Liedtke, a former Bloomington-Normal resident, knows how important that is. She adopted daughter Emily, now 13, in 1994 in China.

She formed the Foundation the next year.

"I awoke one night worried about children who would not have the chance to learn about what it's like to be Chinese…," Liedtke said via e-mail from China, where the Foundation has an office and where she lives.

Among other services, the foundation coordinates before- and after-adoption trips to China. It will host an open house and program that begins at 6 p.m. Tuesday at 109 W. Monroe St., Bloomington. Liedtke will speak at 7.

Until May, foundation offices were in a private home.

The new offices, which include the Chinese Culture Learning Center, will provide more space for processing tour applications, facilitating adoptions, providing cultural items such as jewelry, clothing and toys and a lending library.

Liedtke said the purpose of the open house is to welcome the Bloomington-Normal community to the new offices and to share information about how to prepare a family with adopted children to return to the child's homeland.

Wollrab plans to attend.

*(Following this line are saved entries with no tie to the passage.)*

PR #131, opened 2016-08-01
Do not overwrite refresh token with null

michaelbausor:
Prevent overwriting the refreshToken with null when no refresh token is returned in fetchAuthToken method
Fixes https://github.com/google/google-auth-library-php/issues/130

### DIFF
--- a/src/OAuth2.php
+++ b/src/OAuth2.php
@@ -491,11 +491,6 @@ class OAuth2 implements FetchAuthTokenInterface
 
         $response = $httpHandler($this->generateCredentialsRequest());
         $credentials = $this->parseTokenResponse($response);
-        // We expect the refresh token returned to be unset when the grant
-        // type of the request was refresh_token, and the current refresh
-        // token, used in the request, has not expired. In that case, we
-        // should not overwrite the current refesh token with null
-        $credentials = $this->addRefreshToken($credentials);
         $this->updateToken($credentials);
 
         return $credentials;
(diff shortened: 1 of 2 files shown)


bshaffer:
A cleaner solution would be to change updateToken to not merge in a null refresh_token, i.e.:

```php
    public function updateToken(array $config)
    {
        // ** I removed "refresh_token" from here
        $opts = array_merge([
            'extensionParams' => [],
            'access_token' => null,
            'id_token' => null,
            'expires' => null,
            'expires_in' => null,
            'expires_at' => null,
            'issued_at' => null,
        ], $config);

        $this->setExpiresAt($opts['expires']);
        $this->setExpiresAt($opts['expires_at']);
        $this->setExpiresIn($opts['expires_in']);
        // By default, the token is issued at `Time.now` when `expiresIn` is set,
        // but this can be used to supply a more precise time.
        if (!is_null($opts['issued_at'])) {
            $this->setIssuedAt($opts['issued_at']);
        }

        $this->setAccessToken($opts['access_token']);
        $this->setIdToken($opts['id_token']);
        // ** I added this conditional here!
        if (isset($opts['refresh_token'])) {
            $this->setRefreshToken($opts['refresh_token']);
        }
    }
```

michaelbausor:
I had something very similar at first as well. I decided against doing it this way because it means that updateToken cannot set the refresh token to null under any circumstances, so someone calling updateToken manually would also need to call setRefreshToken separately.

If you think this isn't an issue, then I definitely agree that your proposed solution is cleaner.

Separately, it seems as though the 'expires' setting is doing no work at all - it is always overwritten by 'expires_at'. Perhaps I can remove this at the same time?

bshaffer:
Just use `array_has_key` instead of `isset` and a caller will be able to set the refresh token to null.

Yes, we should definitely remove `expires`. This won't break BC since it's already being overwritten.

michaelbausor:
PTAL

src/OAuth2.php
```diff
@@ -600,7 +597,12 @@ public function updateToken(array $config)
 
         $this->setAccessToken($opts['access_token']);
         $this->setIdToken($opts['id_token']);
-        $this->setRefreshToken($opts['refresh_token']);
+        // We expect refresh_token to be unset when an access token is obtained
```
bshaffer: sorry, this comment is very hard to read. How about

> The refresh token should only be updated if a value is explicitly passed in,
> as some access token responses do not include a refresh token.

michaelbausor: Updated, PTAL

bshaffer:
Thank you for working on this, it looks great!

michaelbausor:
No worries :-)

She is happy the not-for-profit foundation, which serves more than 650 travelers a year, has offices in both Bloomington and China.

She expects to use the foundation as a future resource and plans to return to China for a visit with 2-year-old Summer when Summer is older.

"I want to give her a sense of her own history," Wollrab said.

Summer was 14 months old and living in a foster home when she was adopted by Deb and Fred Wollrab. "We immediately bonded and we've had few transition problems," Deb Wollrab said.

Fred Wollrab waited in Bloomington for his wife and their new child during the August 2005 trip.

Deb Wollrab remembers when he picked them up at the airport. "They locked eyes and she was not intimidated by this new person."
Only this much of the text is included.